Assumptions: In order to use the t-distribution and perform a confidence interval analysis, we assume that the sample is random, the sample size is small enough, the population standard deviation is unknown, and the variable being measured (length of term papers) is approximately normally distributed in the population.

To compute a 95% confidence interval for the population mean length of all term papers, we can use the following steps:

Step 1: Calculate the sample mean (x̄) of the data set. Add up all the data values and divide by the sample size (n).

x̄ = (14 + 20 + 25 + 10 + 16 + 8 + 15 + 12 + 18 + 9) / 10 = 147 / 10 = 14.7

Step 2: Calculate the sample standard deviation (s) of the data set.
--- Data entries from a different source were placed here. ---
PR #5297, opened 2021-07-29
 [integration] fix to allow options from Operations to be used by file catalog clients.

martynia:
BEGINRELEASENOTES

The `FileCatalog.py` obtains options both from Resources and Operations but they are not passed in to `FileCatalogfFctory` and consequently are not available to file catalog clients. This PR updates the options from Resources with the options from Operations and passes them to a the factory, so they are all available to a client.

ENDRELEASENOTES

### DIFF
--- a/src/DIRAC/Resources/Catalog/FileCatalog.py
+++ b/src/DIRAC/Resources/Catalog/FileCatalog.py
@@ -427,7 +427,7 @@ class FileCatalog(object):
         return res
       catalogConfig = res['Value']
       if catalogConfig['Status'] == 'Active':
-        res = self._generateCatalogObject(catalogName)
+        res = self._generateCatalogObject(catalogName, **catalogConfig)
         if not res['OK']:
           return res
         oCatalog = res['Value']
@@ -473,10 +473,10 @@ class FileCatalog(object):
     catalogConfig['Master'] = (catalogConfig.setdefault('Master', False) == 'True')
     return S_OK(catalogConfig)
 
-  def _generateCatalogObject(self, catalogName):
+  def _generateCatalogObject(self, catalogName, **options):
     """ Create a file catalog object from its name and CS description
     """
     useProxy = gConfig.getValue('/LocalSite/Catalogs/%s/UseProxy' % catalogName, False)
     if not useProxy:
       useProxy = self.opHelper.getValue('/Services/Catalogs/%s/UseProxy' % catalogName, False)
-    return FileCatalogFactory().createCatalog(catalogName, useProxy)
+    return FileCatalogFactory().createCatalog(catalogName, useProxy, **options)
--- a/src/DIRAC/Resources/Catalog/FileCatalogFactory.py
+++ b/src/DIRAC/Resources/Catalog/FileCatalogFactory.py
@@ -21,7 +21,7 @@ class FileCatalogFactory(object):
     self.log = gLogger.getSubLogger('FileCatalogFactory')
     self.catalogPath = ''
 
-  def createCatalog(self, catalogName, useProxy=False):
+  def createCatalog(self, catalogName, useProxy=False, **options):
     """ Create a file catalog object from its name and CS description
     """
     catalogPath = getCatalogPath(catalogName)
@@ -31,6 +31,8 @@ class FileCatalogFactory(object):
     result = gConfig.getOptionsDict(catalogPath)
     if result['OK']:
       optionsDict = result['Value']
+
+    optionsDict.update(options)
 
     if useProxy:
       result = self.__getCatalogClass(catalogType)


src/DIRAC/Resources/Catalog/FileCatalog.py
```diff
@@ -427,7 +427,7 @@ def _getCatalogs(self):
         return res
       catalogConfig = res['Value']
       if catalogConfig['Status'] == 'Active':
-        res = self._generateCatalogObject(catalogName)
+        res = self._generateCatalogObject(catalogName, **catalogConfig)
```
andresailer, line 430: Why do you need the `**`? Why not pass catalogConfig as an optionsDict dictionary parameter?

martynia: By doing this, I don't have to test for the options being None in the line below:https://github.com/DIRACGrid/DIRAC/blob/6778bbef2a67f5d946bdb6cd1ab0261ec5034eb1/src/DIRAC/Resources/Catalog/FileCatalogFactory.py#L35

Besides I enforce it to be a dict.

andresailer: I think it would be better to be explicit that these functions now takes in addition a parameter that is a dictionary.

chaen:
I am a bit confused. If I understand correctly, you want to specify options in the code on top of what is in the CS ? If that is the case, that would be terrible practice

martynia:
> I am a bit confused. If I understand correctly, you want to specify options in the code on top of what is in the CS ? If that is the case, that would be terrible practice

No. I would like to use the options specified in Operations and to update those defined in Resources. Currently all VO specific options defined in Operations are ignored.

src/DIRAC/Resources/Catalog/FileCatalog.py
martynia: Optionally, only if there are any options in Operations. Adding an '{}` as a default parameter is out of question, so I find ** an elegant way.

chaen:
> > I am a bit confused. If I understand correctly, you want to specify options in the code on top of what is in the CS ? If that is the case, that would be terrible practice
> 
> No. I would like to use the options specified in Operations and to update those defined in Resources. Currently all VO specific options defined in Operations are ignored. See: `FileCatalogFactory`.

Wouldn't it be more logical that the `FileCatalogFactory` fetches the `Operations` content rater ?

martynia:
> > > I am a bit confused. If I understand correctly, you want to specify options in the code on top of what is in the CS ? If that is the case, that would be terrible practice
> > 
> > 
> > No. I would like to use the options specified in Operations and to update those defined in Resources. Currently all VO specific options defined in Operations are ignored. See: `FileCatalogFactory`.
> 
> Wouldn't it be more logical that the `FileCatalogFactory` fetches the `Operations` content rater ?

Yes, it could be. However when you look into `FileCatalog.py` those options are needed there (actually all options, both ones from Resources and ones from Operations (`_getCatalogConfigDetails` does this) So passing them all to the factory (and this is what is done in this PR) does not not require the Factory to fetch them at all.

chaen:
It's not quite correct. The `FileCatalog` needs a few of the information that are found in `Operations` to know how to use the catalog (e.g. `Status` or `AccessType`). 

But when it comes to creating the object, the `FileCatalogFactory` fetches the information from the CS itself : https://github.com/DIRACGrid/DIRAC/blob/b8e2abbe58dbf6a7b3fb730b43a41b010be11e3c/src/DIRAC/Resources/Catalog/FileCatalogFactory.py#L31

Although it may seems like a stupid detail, it actually is not. It is a design encouraged by the factory pattern. Btw, it also makes tests easier (the `FileCatalogFactory` would really deserve one...)

martynia:
> It's not quite correct. The `FileCatalog` needs a few of the information that are found in `Operations` to know how to use the catalog (e.g. `Status` or `AccessType`).
> 
> But when it comes to creating the object, the `FileCatalogFactory` fetches the information from the CS itself :
> 
> https://github.com/DIRACGrid/DIRAC/blob/b8e2abbe58dbf6a7b3fb730b43a41b010be11e3c/src/DIRAC/Resources/Catalog/FileCatalogFactory.py#L31
> 
> Although it may seems like a stupid detail, it actually is not. It is a design encouraged by the factory pattern. Btw, it also makes tests easier (the `FileCatalogFactory` would really deserve one...)

So are you suggesting to duplicate the code and fetch information from Operations from within the factory ?

chaen:
I do. 

Although I still fail at seeing the use case. Is it for MultiVO ?

martynia:
> I do.
> 
> Although I still fail at seeing the use case. Is it for MultiVO ?

Yes, for multiVO. Imagine you have a RucioFileCatalog defined in Resources and you specify more that one server, one for each VO in Operations.

chaen:
The original design would be that you define one catalog per VO in your `Resources` section and then have different `Operations/vo/Services/Catalogs/` section.

Of course, all this might change depending on the discussion here https://github.com/DIRACGrid/DIRAC/issues/5287

src/DIRAC/Resources/Catalog/FileCatalog.py
andresailer: It is elegant until someone adds another keyword argument, someone makes a typo somewhere and hilarity ensues because `**options`` swallows everything.

So then having `options=None` as a keyword argument, and adding two lines of checking for None seem like a small price to pay to me for having pylint save people from typos

martynia: OK, stylistic choice, I can make a change you are suggesting. Another issue is that @chaen questions the usefulness of this PR ...

martynia:
OK, I moved all the options to Resources, where the catalog is defined (more like server-by-server, not vo by vo) and referenced the catalog in Operations for gridpp for now. It should not be a problem to reference it for other VOs if they wish to use the same server.  It works now w/o the PR.

martynia:
Closed, as the same effect can be achieved by defining the options in Resources.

This is a measure of how spread out the data is from the mean.

First, calculate the squared deviations from the mean for each data point:

(14 - 14.7)^2 = 0.49
(20 - 14.7)^2 = 27.04
(25 - 14.7)^2 = 109.29
(10 - 14.7)^2 = 21.16
(16 - 14.7)^2 = 1.69
(8 - 14.7)^2 = 44.89
(15 - 14.7)^2 = 0.09
(12 - 14.7)^2 = 7.29
(18 - 14.7)^2 = 10.89
(9 - 14.7)^2 = 32.49

Next, calculate the sum of these squared deviation values and divide by (n-1), then take the square root to find the sample standard deviation:

s = √((0.49 + 27.04 + 109.29 + 21.16 + 1.69 + 44.89 + 0.09 + 7.29 + 10.89 + 32.49) / (10-1))
s ≈ √(255.12 / 9) ≈ √28.35 ≈ 5.33

Step 3: Determine the sample size (n), which is given as 10 in the problem.
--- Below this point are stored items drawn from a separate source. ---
PR #5341, opened 2021-08-19
[v7r3] Fix running tornado-start-all without a proxy

chrisburr:
@fstagni you added this [here](https://github.com/DIRACGrid/DIRAC/pull/5214/files#diff-8990c56b0602bc15b3b5b3525ca77bd304daa6d4a725f060fe00da6d90c2e3daR39-R40) but I don't understand why it would be needed? It's a problem as it causes the configuration system to fail to initialise as it's before the option to use server certificates is set.


fstagni (approved):
Indeed, it's not needed.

Step 4: Calculate the critical value for a 95% confidence level. Since we have a relatively small sample size (n<30) and the population is assumed to be normally distributed (more on this in the assumptions), we can use a t-distribution instead of the normal distribution. For a 95% confidence level with 9 degrees of freedom (n-1), the t-critical value is approximately 2.262.
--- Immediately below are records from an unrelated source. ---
PR #5356, opened 2021-08-24
[v7r2] SSHBatchComputingElement fixes

atsareg:
BEGINRELEASENOTES

*Resources
FIX: executeBatch - fallback to urllib if six module is not available
FIX: Host.py - return Message in case of non-zero status in getCEStatus
FIX: SSHBatchComputingElement - added forgotten instantiation of the BatchSystem plugin

*WMS
CHANGE: SiteDirector - continue queues initialization if one of them fails 

ENDRELEASENOTES

### DIFF
--- a/src/DIRAC/Resources/Computing/BatchSystems/Host.py
+++ b/src/DIRAC/Resources/Computing/BatchSystems/Host.py
@@ -194,9 +194,9 @@ exit 0
       infoFile.close()
       jobInfo = json.loads(jobInfo)
       pid = jobInfo['PID']
-      sp = subprocess.Popen( ["ps", "-f", "-p", str( pid ), "--no-headers"],
-                             stdout = subprocess.PIPE,
-                             stderr = subprocess.PIPE )
+      sp = subprocess.Popen(["ps", "-f", "-p", str(pid), "--no-headers"],
+                            stdout=subprocess.PIPE,
+                            stderr=subprocess.PIPE)
       output, error = sp.communicate()
       if len(output.split('\n')) == 2 and 'wrapper' in output:
         running += 1
@@ -217,9 +217,9 @@ exit 0
 
     if pid == 0:
       return "Unknown"
-    sp = subprocess.Popen(["ps", "-f", "-p", str( pid ), "--no-headers"],
-                           stdout = subprocess.PIPE,
-                           stderr = subprocess.PIPE)
+    sp = subprocess.Popen(["ps", "-f", "-p", str(pid), "--no-headers"],
+                          stdout=subprocess.PIPE,
+                          stderr=subprocess.PIPE)
     output, error = sp.communicate()
     status = sp.returncode
     if status == 0 and len(output.split('\n')) == 2 and user in output:
--- a/src/DIRAC/Resources/Computing/BatchSystems/Host.py
+++ b/src/DIRAC/Resources/Computing/BatchSystems/Host.py
@@ -223,7 +223,7 @@ exit 0
 
     if pid == 0:
       return "Unknown"
-    cmd = 'ps  -f -p %s | grep %s | wc -l' % (pid, user)
+    cmd = 'bash -c "ps -f -p %s | grep %s | wc -l"' % (pid, user)
     sp = subprocess.Popen(shlex.split(cmd), stdout=subprocess.PIPE, stderr=subprocess.PIPE)
     output, error = sp.communicate()
     status = sp.returncode
--- a/src/DIRAC/Resources/Computing/BatchSystems/Host.py
+++ b/src/DIRAC/Resources/Computing/BatchSystems/Host.py
@@ -195,7 +195,7 @@ exit 0
       infoFile.close()
       jobInfo = json.loads(jobInfo)
       pid = jobInfo['PID']
-      cmd = 'ps -f -p %s --no-headers | wc -l' % pid
+      cmd = 'bash -c "ps -f -p %s --no-headers | wc -l"' % pid
       sp = subprocess.Popen(shlex.split(cmd), stdout=subprocess.PIPE, stderr=subprocess.PIPE)
       output, error = sp.communicate()
       status = sp.returncode
--- a/src/DIRAC/Resources/Computing/BatchSystems/Host.py
+++ b/src/DIRAC/Resources/Computing/BatchSystems/Host.py
@@ -15,7 +15,6 @@ from __future__ import division
 import os
 import glob
 import shutil
-import shlex
 import signal
 try:
   import subprocess32 as subprocess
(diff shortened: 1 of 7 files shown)


src/DIRAC/Resources/Computing/BatchSystems/Host.py
```diff
@@ -195,7 +195,7 @@ def getCEStatus(self, **kwargs):
       infoFile.close()
       jobInfo = json.loads(jobInfo)
       pid = jobInfo['PID']
-      cmd = 'ps -f -p %s --no-headers | wc -l' % pid
+      cmd = 'bash -c "ps -f -p %s --no-headers | wc -l"' % pid
```
chrisburr, line 198: If you want to count the lines use `len()` in Python instead of launching two extra processes and introducing a possible arbitrary code execution vulnerability.

Or just use `psutil` that will be faster and more robust.

atsareg: This code is executed by native python on a node without any special DIRAC environment. So, psutil apriori is not available.

atsareg: I tried to consider your suggestion and this looks ugly. "ps" gives non-zero status code if the process is not found but also it can be for some other reasons, so analyzing the returncode is not relevant then. Filtering the output through "wc -l" does not seem to be heavy, this was working for ages.

chrisburr: Sorry I had read to quickly when checking.

Looking more closely this is still broken as adding the `bash -c` just makes the problem even worse as `shlex.split(cmd)`. I think you're looking for the `shell=True` argument to `Popen` but we shouldn't use that.

1. Am I right in thinking that checking the status code is a waste of time as it checks the return code of `wc -l` which will only fail if `wc` isn't installed on the host?

2. If so, how about this instead:

```python
sp = subprocess.Popen(["ps", "-f", "-p", str(pid), "--no-headers"], stdout=subprocess.PIPE, stderr=subprocess.PIPE)
output, error = sp.communicate()
if output:
  running += 1
  usedCores += jobInfo['NCores']
else:
  stamp = jobInfo['JOBID']
  jobLife = datetime.utcnow() - datetime.strptime(jobInfo['SubmissionTime'], "%Y-%m-%d %H:%M:%S")
  if jobLife > CLEAN_DELAY:
    self.__cleanJob(stamp, infoDir, workDir, outputDir, errorDir)
```

atsareg: The fix I did I tested in a production environment where I have suffered from this problem. Your suggestion can work also, I can try. But "ps" can give some errors on some nodes which in your case will be interpreted as detecting a running process (non empty output). So, I would prefer still to filter it through wc -l and check that the output is '1'.
The returncode checking does not make much sense indeed but it is always good to do. This is how I discovered that Popen without shell does not work.

src/DIRAC/Resources/Computing/SSHBatchComputingElement.py
```diff
@@ -39,6 +39,14 @@ def __init__(self, ceUniqueID):
 
   def _reset(self):
 
+    batchSystemName = self.ceParameters.get('BatchSystem', 'Host')
+    if 'BatchSystem' not in self.ceParameters:
+      self.ceParameters['BatchSystem'] = batchSystemName
+    result = self.loadBatchSystem(batchSystemName)
+    if not result['OK']:
+      self.log.error('Failed to load the batch system plugin %s', batchSystemName)
```
andresailer, line 47:
```suggestion
      self.log.error('Failed to load the batch system plugin', batchSystemName)
```

src/DIRAC/Resources/Computing/BatchSystems/executeBatch.py
```diff
@@ -18,8 +18,12 @@
 
   import sys
   import json
-  from six.moves.urllib.parse import quote as urlquote
-  from six.moves.urllib.parse import unquote as urlunquote
+  try:
+    from six.moves.urllib.parse import quote as urlquote
+    from six.moves.urllib.parse import unquote as urlunquote
+  except ImportError:
+    from urllib import unquote as urlunquote
```
andresailer, line 25: What about sites where python3 is the available python?

src/DIRAC/Resources/Computing/BatchSystems/Host.py
atsareg: shlex is splitting the line as:

    $  shlex.split('bash -c "ps -f -p 111 --no-headers | wc -l"')
    ['bash', '-c', 'ps -f -p 111 --no-headers | wc -l']

And apparently it works with Popen.

atsareg: OK, did it without shell.

atsareg:
The fixes are tested in the production EGI installation as hot fix. Please, rereview

src/DIRAC/Resources/Computing/BatchSystems/Host.py
```diff
@@ -195,22 +194,18 @@ def getCEStatus(self, **kwargs):
...
-      if status == 0:
-        if output.strip() == '1':
-          running += 1
-          usedCores += jobInfo['NCores']
-        else:
-          stamp = jobInfo['JOBID']
-          jobLife = datetime.utcnow() - datetime.strptime(jobInfo['SubmissionTime'], "%Y-%m-%d %H:%M:%S")
-          if jobLife > CLEAN_DELAY:
-            self.__cleanJob(stamp, infoDir, workDir, outputDir, errorDir)
+      if len(output.split('\n')) == 2 and 'wrapper' in output:
```
chrisburr, line 201: I'm not sure but is `wrapper` guaranteed to be in the output? Would it be better to just check:
```suggestion
      if output.strip():
```

src/DIRAC/Resources/Computing/BatchSystems/Host.py
```diff
@@ -222,11 +217,12 @@ def __checkPid(self, pid, user):
...
       return "Unknown"
-    cmd = 'ps  -f -p %s | grep %s | wc -l' % (pid, user)
-    sp = subprocess.Popen(shlex.split(cmd), stdout=subprocess.PIPE, stderr=subprocess.PIPE)
+    sp = subprocess.Popen(["ps", "-f", "-p", str(pid), "--no-headers"],
+                          stdout=subprocess.PIPE,
+                          stderr=subprocess.PIPE)
     output, error = sp.communicate()
     status = sp.returncode
-    if status == 0 and output.strip() == "1":
+    if status == 0 and len(output.split('\n')) == 2 and user in output:
```
chrisburr, line 225: I don't think the length check really adds anything?
```suggestion
    if status == 0 and user in output:
```

src/DIRAC/Resources/Computing/BatchSystems/Host.py
atsareg: wrapper is guaranteed to be there by construction. I prefer len check as it is also guaranteed in success case and redundant check can help against some ps failures that I can not imagine right now

src/DIRAC/Resources/Computing/BatchSystems/Host.py
atsareg: Same comment as above

chrisburr (approved):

Step 5: Calculate the margin of error (E) using the formula:

E = t * (s / √n)

E = 2.262 * (5.33 / √10) ≈ 3.57

Step 6: Calculate the lower and upper bounds of the confidence interval:

Lower bound = x̄ - E = 14.7 - 3.57 ≈ 11.13
Upper bound = x̄ + E = 14.7 + 3.57 ≈ 18.27

Therefore, the 95% confidence interval for the mean length of all term papers is roughly 11.13 to 18.27 pages. This means that we are 95% confident that the true population mean length of all papers falls within this interval.

Assumptions:
1. The sample is a random sample from the population of all term papers.
2. The term paper lengths are measured on a continuous scale.
3. The data are independent of each other.
4. The population of term paper lengths is approximately normally distributed. To check this assumption, we can construct a histogram or a probability plot of the data and visually inspect for a bell-shaped curve. Alternatively, we can perform a normality test such as the Shapiro-Wilk test or the Anderson-Darling test. If the assumption of normality is violated, alternative methods like bootstrapping or non-parametric tests may be considered.